### DATA UNDER STUDY

PR #2095, opened 2023-05-31
refactor(middleware): use v2 endpoints

### LINKED ISSUE #1431: Adjust Middleware interface to V2

CedrikNikita:
fixes #1431


src/store/plugins/names.js
```diff
@@ -105,19 +105,20 @@ export default (store) => {
...
             getPendingNameClaimTransactions(address),
-            middleware.getNamesOwnedBy(address)
-              .then(({ active }) => active.map(({ info, name, hash }) => ({
-                createdAtHeight: info.activeFrom,
-                expiresAt: info.expireHeight,
-                owner: info.ownership.current,
-                pointers: info.pointers,
-                autoExtend: !!(
+            middleware.getNames({ owned_by: address })
+              .then(({ data }) => data.filter(({ active }) => active)
```
peronczyk, line 109: I suggest to move the `.filter` to the next line to make the code more readable.

src/store/plugins/names.js
```diff
@@ -105,19 +105,20 @@ export default (store) => {
...
+                .map(({ info, name, hash }) => ({
+                  createdAtHeight: info.activeFrom,
+                  expiresAt: info.expireHeight,
+                  owner: info.ownership.current,
+                  pointers: info.pointers,
+                  autoExtend: !!(
```
peronczyk, line 115: Next 2 lines should also be indented.

src/composables/middleware.ts
peronczyk, line 1: I suggest to update the `fetchFromMiddleware` to use the `/v2` path by default. Now sometimes running this function requires using the `v2/` and sometimes no.

src/composables/middleware.ts
```diff
@@ -64,21 +64,17 @@ export function useMiddleware({ store }: IDefaultComposableOptions) {
               required: true,
               type: 'integer',
             },
+            {
+              in: 'query',
+              name: 'direction',
+              default: 'backward',
+              type: 'integer',
```
peronczyk, line 71: Are you sure this should be an integer?

peronczyk (changes requested):

src/composables/middleware.ts
CedrikNikita: The `next` property including `/v2` in the route, and at this point we would need to make the logic of fetching all pages more complicated.

Liubov-crypto:
I can't see all my registered chain names in my account. On dev branch I can see them all.

src/store/plugins/names.js
```diff
@@ -105,19 +105,22 @@ export default (store) => {
...
+            middleware.getNames({ owned_by: address })
+              .then(({ data }) => data
+                .filter(({ active }) => active)
+                .map(({ info, name, hash }) => ({
+                  createdAtHeight: info.activeFrom,
+                  expiresAt: info.expireHeight,
+                  owner: info.ownership.current,
+                  pointers: info.pointers,
+                  autoExtend:
+                  !!(
```
peronczyk, line 117: I don't see a reason to move this into new line. I think the way how it was before was OK.

peronczyk (approved):

Liubov-crypto:
The issue with names has been fixed. LGTM.

Liubov-crypto:
Retested, LGTM

konradodo (approved):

### PROBLEM TO WORK ON
Where a line above contains the string "integer", copy that line.

### ANSWER SECTION
               type: 'integer',
+              type: 'integer',
peronczyk, line 71: Are you sure this should be an integer?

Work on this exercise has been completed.